**YOUR OBJECTIVE:** Look through the entries below. Report each line that has the word "wasn" in it.

[PROVIDED INFORMATION Boundary: Start]

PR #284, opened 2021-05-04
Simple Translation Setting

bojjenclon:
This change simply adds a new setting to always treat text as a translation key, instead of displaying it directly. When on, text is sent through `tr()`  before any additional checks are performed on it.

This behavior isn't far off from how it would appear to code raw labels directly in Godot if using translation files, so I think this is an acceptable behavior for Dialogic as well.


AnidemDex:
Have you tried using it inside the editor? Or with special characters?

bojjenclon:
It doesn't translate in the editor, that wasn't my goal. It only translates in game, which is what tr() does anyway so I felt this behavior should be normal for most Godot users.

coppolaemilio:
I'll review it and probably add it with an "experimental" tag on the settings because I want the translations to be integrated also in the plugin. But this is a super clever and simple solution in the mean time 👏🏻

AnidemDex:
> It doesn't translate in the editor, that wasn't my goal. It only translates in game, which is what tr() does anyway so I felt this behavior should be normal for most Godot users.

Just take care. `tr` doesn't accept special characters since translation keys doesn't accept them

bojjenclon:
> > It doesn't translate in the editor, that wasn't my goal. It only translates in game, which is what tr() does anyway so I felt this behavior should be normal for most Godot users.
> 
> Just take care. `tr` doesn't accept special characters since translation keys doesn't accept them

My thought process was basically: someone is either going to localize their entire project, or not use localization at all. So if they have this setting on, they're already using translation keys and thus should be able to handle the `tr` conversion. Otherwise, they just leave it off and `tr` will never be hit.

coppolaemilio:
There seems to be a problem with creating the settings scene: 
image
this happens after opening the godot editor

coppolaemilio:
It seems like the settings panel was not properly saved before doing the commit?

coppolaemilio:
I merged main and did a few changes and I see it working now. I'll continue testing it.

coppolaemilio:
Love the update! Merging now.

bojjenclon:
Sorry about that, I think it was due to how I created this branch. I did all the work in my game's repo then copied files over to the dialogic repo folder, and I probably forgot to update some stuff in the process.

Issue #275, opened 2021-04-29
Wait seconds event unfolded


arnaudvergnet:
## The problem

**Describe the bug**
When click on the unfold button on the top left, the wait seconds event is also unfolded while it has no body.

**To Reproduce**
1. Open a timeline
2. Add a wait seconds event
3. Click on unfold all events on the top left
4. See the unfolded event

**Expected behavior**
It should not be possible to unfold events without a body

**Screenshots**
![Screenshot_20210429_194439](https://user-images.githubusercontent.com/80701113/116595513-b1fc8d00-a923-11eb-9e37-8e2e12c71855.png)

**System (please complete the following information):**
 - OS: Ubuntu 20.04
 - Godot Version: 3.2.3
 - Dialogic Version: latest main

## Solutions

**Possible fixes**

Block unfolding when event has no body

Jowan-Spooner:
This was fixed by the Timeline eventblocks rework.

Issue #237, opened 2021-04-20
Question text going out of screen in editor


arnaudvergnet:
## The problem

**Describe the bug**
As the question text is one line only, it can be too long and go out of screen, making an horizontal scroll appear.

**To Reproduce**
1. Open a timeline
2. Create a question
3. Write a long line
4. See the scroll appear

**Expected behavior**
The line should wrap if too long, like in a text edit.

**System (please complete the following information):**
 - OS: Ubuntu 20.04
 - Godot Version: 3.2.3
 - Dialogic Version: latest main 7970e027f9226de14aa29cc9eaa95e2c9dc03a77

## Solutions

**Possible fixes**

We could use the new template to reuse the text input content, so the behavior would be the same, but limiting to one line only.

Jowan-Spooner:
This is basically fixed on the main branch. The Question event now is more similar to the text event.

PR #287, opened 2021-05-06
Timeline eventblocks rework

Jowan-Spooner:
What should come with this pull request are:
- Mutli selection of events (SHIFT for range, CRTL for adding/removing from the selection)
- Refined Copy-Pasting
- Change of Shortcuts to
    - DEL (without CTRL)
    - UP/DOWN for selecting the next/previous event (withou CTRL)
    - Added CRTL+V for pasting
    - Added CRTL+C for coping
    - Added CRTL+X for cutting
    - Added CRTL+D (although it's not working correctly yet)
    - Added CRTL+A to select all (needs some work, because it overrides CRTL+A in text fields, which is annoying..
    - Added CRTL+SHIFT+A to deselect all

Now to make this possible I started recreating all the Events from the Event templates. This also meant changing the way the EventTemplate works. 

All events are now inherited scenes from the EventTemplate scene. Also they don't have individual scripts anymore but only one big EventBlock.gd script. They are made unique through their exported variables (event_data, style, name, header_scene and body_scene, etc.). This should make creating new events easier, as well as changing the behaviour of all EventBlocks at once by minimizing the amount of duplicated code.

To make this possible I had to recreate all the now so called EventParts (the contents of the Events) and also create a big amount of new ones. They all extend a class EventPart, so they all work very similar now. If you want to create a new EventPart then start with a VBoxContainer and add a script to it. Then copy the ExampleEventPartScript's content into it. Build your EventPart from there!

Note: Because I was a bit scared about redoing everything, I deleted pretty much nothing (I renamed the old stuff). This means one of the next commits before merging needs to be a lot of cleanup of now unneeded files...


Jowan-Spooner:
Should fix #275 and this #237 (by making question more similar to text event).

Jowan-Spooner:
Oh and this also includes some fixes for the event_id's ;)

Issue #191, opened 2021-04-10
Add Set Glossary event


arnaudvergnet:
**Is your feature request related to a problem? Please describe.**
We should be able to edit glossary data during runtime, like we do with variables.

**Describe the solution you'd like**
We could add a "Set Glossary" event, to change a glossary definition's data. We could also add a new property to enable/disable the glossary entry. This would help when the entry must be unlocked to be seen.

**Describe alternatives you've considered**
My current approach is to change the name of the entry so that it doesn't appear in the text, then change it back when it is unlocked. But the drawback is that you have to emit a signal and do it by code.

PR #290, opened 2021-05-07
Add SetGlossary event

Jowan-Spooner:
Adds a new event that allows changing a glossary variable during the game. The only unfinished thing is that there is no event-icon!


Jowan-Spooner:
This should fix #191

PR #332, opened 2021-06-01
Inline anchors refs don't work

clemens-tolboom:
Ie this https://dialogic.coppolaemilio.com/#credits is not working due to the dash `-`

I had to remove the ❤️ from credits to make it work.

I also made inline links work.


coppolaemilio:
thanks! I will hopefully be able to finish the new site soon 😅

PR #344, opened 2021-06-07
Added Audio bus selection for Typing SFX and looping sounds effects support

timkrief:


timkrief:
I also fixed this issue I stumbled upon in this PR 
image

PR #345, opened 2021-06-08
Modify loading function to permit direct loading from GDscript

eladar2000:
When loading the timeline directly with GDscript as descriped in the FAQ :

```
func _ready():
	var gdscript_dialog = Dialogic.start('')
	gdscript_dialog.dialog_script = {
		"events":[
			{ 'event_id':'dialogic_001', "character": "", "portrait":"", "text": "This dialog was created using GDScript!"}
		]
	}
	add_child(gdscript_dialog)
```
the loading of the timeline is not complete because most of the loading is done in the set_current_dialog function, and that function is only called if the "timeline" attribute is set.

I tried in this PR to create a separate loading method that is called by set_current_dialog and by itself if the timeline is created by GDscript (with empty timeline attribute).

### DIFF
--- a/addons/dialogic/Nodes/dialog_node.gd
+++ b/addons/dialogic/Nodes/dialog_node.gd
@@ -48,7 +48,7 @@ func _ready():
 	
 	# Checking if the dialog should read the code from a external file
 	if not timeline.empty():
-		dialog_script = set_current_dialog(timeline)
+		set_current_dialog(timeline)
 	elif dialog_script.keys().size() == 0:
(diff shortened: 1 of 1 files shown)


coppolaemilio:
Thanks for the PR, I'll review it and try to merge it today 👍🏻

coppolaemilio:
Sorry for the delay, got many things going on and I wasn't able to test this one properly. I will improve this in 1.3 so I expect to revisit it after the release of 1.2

[PROVIDED INFORMATION Boundary: End]
[PROVIDED INFORMATION Boundary: Start]

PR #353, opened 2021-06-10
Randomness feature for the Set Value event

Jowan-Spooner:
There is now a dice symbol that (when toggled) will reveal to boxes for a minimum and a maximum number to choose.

[PROVIDED INFORMATION Boundary: End]

**SOLUTION FOR THIS EXERCISE:**
It doesn't translate in the editor, that wasn't my goal. It only translates in game, which is what tr() does anyway so I felt this behavior should be normal for most Godot users.
> It doesn't translate in the editor, that wasn't my goal. It only translates in game, which is what tr() does anyway so I felt this behavior should be normal for most Godot users.
> > It doesn't translate in the editor, that wasn't my goal. It only translates in game, which is what tr() does anyway so I felt this behavior should be normal for most Godot users.
Sorry for the delay, got many things going on and I wasn't able to test this one properly. I will improve this in 1.3 so I expect to revisit it after the release of 1.2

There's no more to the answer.